Exercise
Your job is to return every line in the data holding the string "tuple".

(Data under study Opens)

PR #4180, opened 2026-08-23
Raise a clear error when FSDP is enabled on a mesh with no shard dimension

qgallouedec:
When FSDP2 is enabled together with a `ParallelismConfig` whose ranks are fully consumed by other dimensions (for example `tp_size == world_size`, which is also what transformers' expert parallelism produces), `fsdp2_prepare_model` slices the mesh with `fsdp_dim_names` and fails with a confusing error:

```
KeyError: "Invalid mesh_dim_names ('dp_shard_cp',) specified. Valid mesh_dim_names are ['tp']."
```

This PR raises an explicit error instead:

```
ValueError: FSDP is enabled but the device mesh is ('tp',), which has no dimension for FSDP to shard across (both `dp_shard_size` and `cp_size` are 1). This usually means a model that is already parallelized another way -- e.g. loaded with `DistributedConfig(tp_size=N)` or `enable_expert_parallel=True`, which makes the whole world size tensor/expert parallel -- was launched under an FSDP config. Either launch it without the FSDP config, or leave ranks for FSDP to use by lowering `tp_size`.
```

Reproduction (2 GPUs):

```python
# torchrun --nproc_per_node 2 repro.py
import torch
import torch.nn as nn
from accelerate.parallelism_config import ParallelismConfig
from accelerate.utils import FullyShardedDataParallelPlugin

accelerator = Accelerator(
    parallelism_config=ParallelismConfig(tp_size=2),
    fsdp_plugin=FullyShardedDataParallelPlugin(fsdp_version=2),
)
model = nn.Linear(8, 8)
```

### DIFF
--- a/src/accelerate/utils/fsdp_utils.py
+++ b/src/accelerate/utils/fsdp_utils.py
@@ -760,19 +760,6 @@ def fsdp2_prepare_model(accelerator, model: torch.nn.Module) -> torch.nn.Module:
     fsdp2_plugin.set_auto_wrap_policy(model)
 
     mesh = getattr(accelerator, "torch_device_mesh", None)
-    pc = accelerator.parallelism_config
-
-    # `fsdp_dim_names` always asks for `dp_shard_cp`, but that joint dimension is only flattened into the mesh when
-    # `dp_shard` or `cp` is enabled. Without either, slicing the mesh below raises a `KeyError` from `device_mesh`.
-    if mesh is not None and not pc.dp_shard_enabled and not pc.cp_enabled:
-        raise ValueError(
-            f"FSDP is enabled but the device mesh is {tuple(mesh.mesh_dim_names)}, which has no dimension for FSDP "
-            "to shard across (both `dp_shard_size` and `cp_size` are 1). This usually means a model that is already "
-            "parallelized another way -- e.g. loaded with `DistributedConfig(tp_size=N)` or "
-            "`enable_expert_parallel=True`, which makes the whole world size tensor/expert parallel -- was launched "
-            "under an FSDP config. Either launch it without the FSDP config, or leave ranks for FSDP to use by "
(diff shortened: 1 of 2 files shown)


src/accelerate/utils/fsdp_utils.py
```diff
@@ -753,6 +753,19 @@ def fsdp2_prepare_model(accelerator, model: torch.nn.Module) -> torch.nn.Module:
...
+    # `dp_shard` or `cp` is enabled. Without either, slicing the mesh below raises a `KeyError` from `device_mesh`.
+    if mesh is not None and not pc.dp_shard_enabled and not pc.cp_enabled:
+        raise ValueError(
+            f"FSDP is enabled but the device mesh is {tuple(mesh.mesh_dim_names)}, which has no dimension for FSDP "
+            "to shard across (both `dp_shard_size` and `cp_size` are 1). This usually means a model that is already "
+            "parallelized another way -- e.g. loaded with `DistributedConfig(tp_size=N)` or "
+            "`enable_expert_parallel=True`, which makes the whole world size tensor/expert parallel -- was launched "
+            "under an FSDP config. Either launch it without the FSDP config, or leave ranks for FSDP to use by "
+            "lowering `tp_size`."
+        )
```
SunMarc: Can't we put that in `_validate_accelerator` ? i feel like should detect this way earlier

SunMarc (commented):
Thanks ! Left a comment

src/accelerate/utils/fsdp_utils.py
qgallouedec: Good call, moved to _validate_accelerator.
The condition only needs the config (is_fsdp2 + neither dp_shard nor cp enabled), so it now raises at Accelerator() init instead of inside prepare_model.

SunMarc (approved):
Thanks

(Data under study Closes)

Response below
-            f"FSDP is enabled but the device mesh is {tuple(mesh.mesh_dim_names)}, which has no dimension for FSDP "
+            f"FSDP is enabled but the device mesh is {tuple(mesh.mesh_dim_names)}, which has no dimension for FSDP "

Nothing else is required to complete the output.